# Dead Gator.



## Pinksnappertrapper (Dec 7, 2007)

I have some property in Navarre that has a 2 acre pond on it and when i went down there yesterday to check on things im standing on the edge of the water and just so happen to look down and there is a big ass gator. My first instinct was to shoot it but i didnt, i backed up a couple steps and it started coming out of the water at me, then i really got ready to shoot it, i kept going back and finally it stayed there. I called 911 and they had 3 cops come out and a trapper for the fwc called and came out. He tried to catch it but couldnt. He set up a hook with meat and left it over night when he went back this morning it was dead laying on the land. He said it was just shy under 7' and was around 4 years old. Here are some pictures.


----------



## bigrick (Sep 29, 2010)

that gata dead


----------



## 26pursuit (Oct 3, 2007)

choot em Clint! choot em!


----------



## TSpecks (Oct 3, 2007)

its choot Elizabeth!!! Chootttt him its lim breakaaaaa!!!!!


----------



## swhiting (Oct 4, 2007)

:thumbup:


----------



## B-Rod (Feb 16, 2010)

*wow*

You have a bigger pair than me I would have shot that gator his first step towards me. Thanks for the pics I read the other post and was curious to see this thing.


----------



## FenderBender (Oct 2, 2007)

Wonder why they taped a dead gator's mouth?


----------



## Island24 (May 12, 2008)

Did you get to keep the gator or did they take it away?


----------



## hit man (Oct 5, 2007)

what was the cause of death? does the trapper get to keep it and sell it, so the FWC doesn't pay him?


----------



## prgault (May 25, 2008)

that is a very skinny, unhealthy gator...


----------



## Todd (May 16, 2010)

poor lil gater


----------



## Pinksnappertrapper (Dec 7, 2007)

I dont know how he gets paid, I believe he lied to me when he told me that the gator was dead so he cant sell the meat but he will get about $10 a foot for the hide. How the hell is that when a pair of boots cost $400 up, a wallet $150 up, ect...


----------



## REDFISH KING (May 9, 2009)

Did they say how the gator died...


----------



## kelly usmc (Mar 1, 2011)

man i could have got that thing for you troy is my uncle and i have been hunting for them things a long time


----------



## Pinksnappertrapper (Dec 7, 2007)

Im sorry by the time i called the cops they had 3 santarosa finest out there with their shotgun and had fwc calling me 45 mins later the trapper was there. So how much is the hide really worth?


----------



## hogdogs (Apr 19, 2010)

> How the hell is that when a pair of boots cost $400 up, a wallet $150 up, ect...

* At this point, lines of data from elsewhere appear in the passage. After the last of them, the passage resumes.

PR #4753, opened 2021-02-12
CI(azure): Use version & commit hash as identifier for build number

davidebeatrici:
Our script on the server now bumps the build number for every new version.
A version is now associated to a unique build number and vice versa.

The previous system didn't cause collisions, but it was very fragile.
For example, the build number got de-synced between OSes a few days ago.
It probably happened due to at least a build being restarted after the build number bump.

With the new system there should be no problems anymore, as the build number is permanent for a given version.

### DIFF
--- a/.ci/azure-pipelines/build_linux.bash
+++ b/.ci/azure-pipelines/build_linux.bash
@@ -1,6 +1,6 @@
 #!/bin/bash -ex
 #
-# Copyright 2019-2020 The Mumble Developers. All rights reserved.
+# Copyright 2019-2021 The Mumble Developers. All rights reserved.
 # Use of this source code is governed by a BSD-style license
 # that can be found in the LICENSE file at the root of the
 # Mumble source tree or at <https://www.mumble.info/LICENSE>.
@@ -21,7 +21,7 @@
 
 if [[ -n "$MUMBLE_BUILD_NUMBER_TOKEN" ]]; then
 	VERSION=$(python "scripts/mumble-version.py" --project)
-	BUILD_NUMBER=$(curl "https://mumble.info/get-build-number?version=${VERSION}_${AGENT_JOBNAME}&token=${MUMBLE_BUILD_NUMBER_TOKEN}")
+	BUILD_NUMBER=$(curl "https://mumble.info/get-build-number?commit=${BUILD_SOURCEVERSION}&version=${VERSION}&token=${MUMBLE_BUILD_NUMBER_TOKEN}")
 else
 	BUILD_NUMBER=0
 fi
--- a/.ci/azure-pipelines/build_macos.bash
+++ b/.ci/azure-pipelines/build_macos.bash
@@ -1,6 +1,6 @@
 #!/bin/bash -ex
 #
-# Copyright 2019-2020 The Mumble Developers. All rights reserved.
+# Copyright 2019-2021 The Mumble Developers. All rights reserved.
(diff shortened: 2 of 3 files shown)


.ci/azure-pipelines/build_linux.bash
```diff
@@ -21,7 +21,7 @@
 
 if [[ -n "$MUMBLE_BUILD_NUMBER_TOKEN" ]]; then
 	VERSION=$(python "scripts/mumble-version.py" --project)
-	BUILD_NUMBER=$(curl "https://mumble.info/get-build-number?version=${VERSION}_${AGENT_JOBNAME}&token=${MUMBLE_BUILD_NUMBER_TOKEN}")
+	BUILD_NUMBER=$(curl "https://mumble.info/get-build-number?version=${VERSION}_${BUILD_SOURCEVERSION}&token=${MUMBLE_BUILD_NUMBER_TOKEN}")
```
Krzmbrzl, line 24: What is an example for the output of `BUILD_SOURCEVERSION`?

davidebeatrici: `0087d3a1a40fc592b767093c16264729c0521f4d`

From https://docs.microsoft.com/en-us/azure/devops/pipelines/build/variables?view=azure-devops&tabs=yaml#build-variables-devops-services:
> The latest version control change of the triggering repo that is included in this build.
>
> Git: The [commit](https://docs.microsoft.com/en-us/azure/devops/repos/git/commits) ID.
> TFVC: the [changeset](https://docs.microsoft.com/en-us/azure/devops/repos/tfvc/find-view-changesets).
>
> This variable is agent-scoped, and can be used as an environment variable in a script and as a parameter in a build task, but not as part of the build number or as a version control tag.

Krzmbrzl: But this completely kills the original intention of using a build number since now the version will be different every time. Thus the build number will always be 1

Or did you also change the backend accordingly?

davidebeatrici: I changed the backend accordingly, from the commit's message:
> Our script on the server now bumps the build number for every new version.
A version is now associated to a unique build number and vice versa.

Krzmbrzl: Well given that we are assembling the version String from the actual version and the commit this would mean that as soon as the commit hash changes, the build number gets reset.

I think what you should clarify in the message is that the version String will be decomposed into the actual version and the commit hash.

Thinking about this I think it'd make more sense to pass the commit hash as a separate parameter in the first place, so we don't mix the version and the commit hash :thinking:

davidebeatrici: There's an counter that is increased every time there's a new build and it's never reset.

Krzmbrzl: Well I assume if the version changes (e. g. From 1.4.0 to 1.4.1) it resets?

davidebeatrici: Ah, excellent point, I forgot about that.

I'm going to fix it.

davidebeatrici: Fixed!

I also just realized the change you commented was wrong in any case because only `BUILD_SOURCEVERSION` was supposed to be used, as in `build_windows.bat`.

Sorry about that.

Krzmbrzl (approved):

PR #4754, opened 2021-02-13
FEAT(client): Add "starttalking" and "stoptalking" to the socket RPC interface

### LINKED ISSUE #1594: No Client RPC support for Push-to-Talk?
Coming from TeamSpeak, I've used several addons that let games or the operating system handle push-to-talk, from media keys to G15 bindings with no intermediate key combination to disrupt interaction with the running games or applications.
The closest method I can find for being able to do this with Mumble seems to be calling the executable with `mumble rpc mute/unmute`, but this spams people in the channel with messages about my microphone state too much to be viable for a push-to-talk replacement. Are there any plans to implement a pluggable input system or improved clientside remoting capabilities?

cortiv:
FEAT(client): add starttalking and stoptalking to the socket rpc interface

If mumble isn't allowed to listen to all input from an input device, for example when running as wayland client, ptt events can be sent via socket rpc, and, in the case of wayland, the keybinding can be done by the compositor. #3675 implements this for dbus.
To avoid executing the rather large mumble binary to do the rpc, one could also do something like this:
 `echo '<self><starttalking>starttalking</starttalking></self>' | socat - UNIX-CONNECT:/tmp/MumbleSocket`

Fixes  #1594

### DIFF
--- a/src/mumble/SocketRPC.cpp
+++ b/src/mumble/SocketRPC.cpp
@@ -163,6 +163,14 @@ void SocketRPCClient::processXml() {
 					g.mw->qaAudioDeaf->trigger();
 				}
 			}
+			iter = qmRequest.find(QLatin1String("starttalking"));
+			if (iter != qmRequest.constEnd()) {
+				g.mw->on_PushToTalk_triggered(true, QVariant());
+			}
+			iter = qmRequest.find(QLatin1String("stoptalking"));
+			if (iter != qmRequest.constEnd()) {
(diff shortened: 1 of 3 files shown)


davidebeatrici:
Could you add the PR's message to db93e65b633efcbad2617e462aa3c3a9bd5e5132, please?

I would also set the same title as the PR.

cortiv:
Done

davidebeatrici (approved):

Krzmbrzl (approved):

PR #4762, opened 2021-02-15
Fix echo cancellation setting not saved

### LINKED ISSUE #4761: Echo cancellation settings not saved
Just downloaded and built the last development version of Mumble, and it looks like if I close and reopen it, the echo cancellation settings is lost and defaults back to "Disabled".

I tried only on Linux, don't know if it occurs on other platforms.

**Steps to Reproduce**
1. Build the latest Mumble development version
2. Open Mumble and open Configure > Settings > Audio Processing and select Mixed echo cancellation for example
3. Close and reopen Mumble
4. Check the echo cancellation settings

The expected behavior is that the setting should be preserved, the observed behavior is that it defaults back to "Disabled".

Krzmbrzl:
This fixes a few regressions introduced in #4694 affecting the echo cancellation settings.

Fixes #4761

### Checks

### DIFF
--- a/src/mumble/Settings.cpp
+++ b/src/mumble/Settings.cpp
@@ -401,7 +401,16 @@ Settings::Settings() {
 	bJackStartServer  = false;
 	bJackAutoConnect  = true;
 
-	echoOption = EchoCancelOptionID::DISABLED;
+#ifdef Q_OS_MAC
+	// On macOS Speex can't be used, so we default to Apple's custom echo cancellation mode
+	// Note that this only seems to work with when using the builtin microphone and the builtin speakers. It
+	// doesn't make it worse for other combinations of input and output devices though. Thus it should be
+	// safe to enable this by default.
+	echoOption = EchoCancelOptionID::APPLE_AEC;
+#else
+	// Everywhere else Speex works and thus we default to using that
+	echoOption = EchoCancelOptionID::SPEEX_MIXED;
+#endif
 
 	bExclusiveInput  = false;
 	bExclusiveOutput = false;
--- a/src/mumble/Settings.cpp
+++ b/src/mumble/Settings.cpp
@@ -1124,7 +1124,7 @@ void Settings::save() {
 	SAVELOAD(fAudioMaxDistance, "audio/maxdistance");
 	SAVELOAD(fAudioMaxDistVolume, "audio/maxdistancevolume");
 	SAVELOAD(fAudioBloom, "audio/bloom");
-	LOADFLAG(echoOption, "audio/echooptionid");
+	SAVEFLAG(echoOption, "audio/echooptionid");
 	SAVELOAD(bExclusiveInput, "audio/exclusiveinput");
 	SAVELOAD(bExclusiveOutput, "audio/exclusiveoutput");
 	SAVELOAD(bPositionalAudio, "audio/positional");
--- a/src/mumble/Settings.cpp
+++ b/src/mumble/Settings.cpp
@@ -401,9 +401,9 @@ Settings::Settings() {
 	bJackStartServer  = false;
 	bJackAutoConnect  = true;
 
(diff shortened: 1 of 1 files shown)


davidebeatrici:
Typo in 42128806e8d96ebceeb1abceb8f856a88e43eae3's message:
> In #4694 (dafbce2 to be precise)
refactored how the echo cancellation setting was stored.
During that refactoring however the wrong macro was used for actually
saving the setting, causing it to not actually being saved.

The `In` at the beginning should be removed.

src/mumble/Settings.cpp
```diff
@@ -401,7 +401,16 @@ Settings::Settings() {
 	bJackStartServer  = false;
 	bJackAutoConnect  = true;
 
-	echoOption = EchoCancelOptionID::DISABLED;
+#ifdef Q_OS_MAC
```
davidebeatrici, line 404:
```c
#ifdef Q_OS_MACOS
```

From https://doc.qt.io/qt-5/qtglobal.html#Q_OS_MAC:
> Deprecated synonym for **Q_OS_DARWIN**. Do not use.

src/mumble/Settings.cpp
```diff
@@ -401,7 +401,16 @@ Settings::Settings() {
...
+	// On macOS Speex can't be used, so we default to Apple's custom echo cancellation mode
+	// Note that this only seems to work with when using the builtin microphone and the builtin speakers. It
```
davidebeatrici, line 406: `// Note that this only seems to work when using the built-in microphone and the built-in speakers. It`

src/mumble/Settings.cpp
```diff
@@ -768,7 +770,33 @@ void Settings::load(QSettings *settings_ptr) {
 	SAVELOAD(qsAudioOutput, "audio/output");
 	SAVELOAD(bWhisperFriends, "audio/whisperfriends");
 	SAVELOAD(bTransmitPosition, "audio/postransmit");
-	LOADFLAG(echoOption, "audio/echooptionid");
+
+	if (settings_ptr->contains("audio/echooptionid")) {
+		// Load the new echo cancel option instead
+		LOADFLAG(echoOption, "audio/echooptionid");
+	} else {
+#ifndef Q_OS_MAC
```
davidebeatrici, line 778:
```c
#ifndef Q_OS_MACOS
```

src/mumble/Settings.cpp
```diff
@@ -768,7 +770,33 @@ void Settings::load(QSettings *settings_ptr) {
...
+		// Compatibility layer for overtaking the old (now deprecated) settings
+		// This block should only be called once at the first start of the new Mumble version
+		// As echo cancellation was not available on macOS before, we don't have to run this compatibility
+		// code on macOS (instead simply use the new default as set in the constructor).
+		bool deprecatedEcho      = false;
+		bool deprecatedEchoMulti = false;
```
davidebeatrici, line 784: `auto` can be used here without hiding the data type, as we explicitly set the variable's value.

davidebeatrici (commented):
Mostly cosmetic things.

src/mumble/Settings.cpp
Krzmbrzl: But there is also no gain whatsoever in doing so

src/mumble/Settings.cpp
Krzmbrzl: Interestingly we are using `Q_OS_MAC` in a lot of places in this file. I will add a commit that fixes that as well

davidebeatrici: Not only in this file, unfortunately.

We could simply perform a search & replace to fix all instances.

Krzmbrzl: That'd probably be worth it in order to avoid copy&paste errors as this one.
Do you want to do it or shall I?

There is very little quality hide for apparel and accessories... Much is so thick and ridged/pointed and the belly may have a use but I ain't sure.

Brent


----------



## Jason (Oct 2, 2007)

Pinksnappercatcher said:


> Im sorry by the time i called the cops they had 3 santarosa finest out there with their shotgun and had fwc calling me 45 mins later the trapper was there. So how much is the hide really worth?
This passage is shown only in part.